March 8, 2008


Obama in Senate: Star Power, Minor Role (KATE ZERNIKE and JEFF ZELENY, 3/09/08, NY Times)

Senator Barack Obama stood before Washington’s elite at the spring dinner of the storied Gridiron Club. In self-parody, he ticked off his accomplishments, little more than a year after arriving in town.

“I’ve been very blessed,” Mr. Obama told the crowd assembled in March 2006. “Keynote speaker at the Democratic convention. The cover of Newsweek. My book made the best-seller list. I just won a Grammy for reading it on tape.

“Really, what else is there to do?” he said, his smile now broad. “Well, I guess I could pass a law or something.”

They were the two competing elements in Mr. Obama’s time in the Senate: his megawatt celebrity and the realities of the job he was elected to do.

He went to the Senate intent on learning the ways of the institution, telling reporters he would be “looking for the washroom and trying to figure out how the phones work.” But frustrated by his lack of influence and what he called the “glacial pace,” he soon opted to exploit his star power. He was running for president even as he was still getting lost in the Capitol’s corridors.

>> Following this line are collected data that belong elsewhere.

PR #19, opened 2023-11-28
README: add aarch64 instructions

teg:
This should not be merged quite yet. Firstly, there is no aarch64 version of osbulid-deploy-container in our container registry, so it needs to be built locally. Secondly, the bootable container we pull in is currently `:latest`, but should be `:eln` (which does not yet exist).


teg:
With these instructions this builds and boots on my M2.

For this story to run suggests that something has changed, because even the Timesmen can't just now be noticing that he's never done anything. His insignificance in Congress hasn't changed. So what else could make them run this? You don't suppose it's the election results that show he'll get waxed by Maverick in the Fall, do you?

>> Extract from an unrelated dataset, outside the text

PR #21, opened 2023-12-01
README: add `--pull=newer`

vrothberg:
To make sure Podman is updating the image if a newer one is on the registry.  The image doesn't specify a tag, so Podman should defailt to `:latest` which should imply `--pull=newer`.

Posted by Orrin Judd at March 8, 2008 8:20 PM

Similar sentiments in today's Washington Post:


If Obama becomes the Democratic nominee but cannot win support from working-class whites and Hispanics, they argue, then Democrats will not retake the White House in November. "If you can't win in the Southwest, if you don't win Ohio, if you don't win Pennsylvania, you've got problems in November," said Sen. Robert Menendez (D-N.J.), a Clinton supporter.

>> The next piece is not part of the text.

PR #24, opened 2023-12-04
tests: add basic integration testing

mvo5:
This commit adds basic integration testing for the project. It is pytest based and can run both locally or via `tmt` [0] which will spin up a clean VM and run the tests inside.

Even some Obama advisers see a real problem. "Ultimately, all that matters is how the nominee stacks up against John McCain," said one adviser who spoke on the condition of anonymity, referring to the senator from Arizona and presumptive GOP nominee. "Right now, Barack is not connecting with the children of the Reagan Democrats. That's a real concern."


Now they are realizing the pickle they are in. They can't deny him the nomination without a civil war, and they will blow the election with him as the nominee.

Posted by: sam at March 8, 2008 8:59 PM

As the old saying goes, there are workhorses and there are show horses...

Posted by: Greg Hlatky at March 8, 2008 10:21 PM

Kennedy won, and we were less vacuous back then.

As you whistle past the graveyard, consider this...

My bet is that OJ posted an article from the Economist back in 05. It profiled Pelosi's and Fat Hastert's district, lauding the deep red nature of Lobbyist in chief Hastert's 14th district.

Tonight, Bill Foster, a deep blue anti-war, high tax, democrat just beat Jim Oberweis (both self funded millionaires) in a special election in Fat Hastert's district.

If that can happen in the IL 14th, it can happen anywhere.

Will McCain win? Most likely yes. Can it be blown? Yes.

Posted by: Bruno at March 8, 2008 11:32 PM

Sam: You have it. Pennsylvania conservatives need to switch registration RIGHT NOW, so as to be able to vote for Effendi Obama in the Democrat primary. The switch must be in by March 22.

Confusion to the enemy is the goal.

Posted by: Lou Gots at March 9, 2008 6:01 AM

Amazing he and the Times just realized that the Senate is a seniority-driven institution and he's a newbie.

Posted by: Mikey [TypeKey Profile Page] at March 9, 2008 6:53 AM

...telling reporters he would be looking for the washroom and trying to figure out how the phones work.

Ah yes, the media and those unasked questions.

Am I the only one here waiting with bated breath?...

Posted by: Barry Meislin at March 9, 2008 8:44 AM

It's exactly the kind of seat Maverick will easily carry with him in the Fall.

Posted by: oj at March 9, 2008 8:48 AM

I actually think Obama will be a bit stronger than Hillary. I honestly think there is a fair amount of Clinton fatigue still around and I think people want something different from the Bush-Clinton-Bush-Clinton pattern. I think that explains some of the allure for Obama and I think it perfectly positions McCain because he is seen as somewhat of a maverick.

In all, I basically think Obama is going to face trouble because of him being black, liberal and having few accomplishments. I think Hillary is going to face trouble beause of her being a liberal woman whose partial claim to fame is that she was married (in name) to Bill Clinton.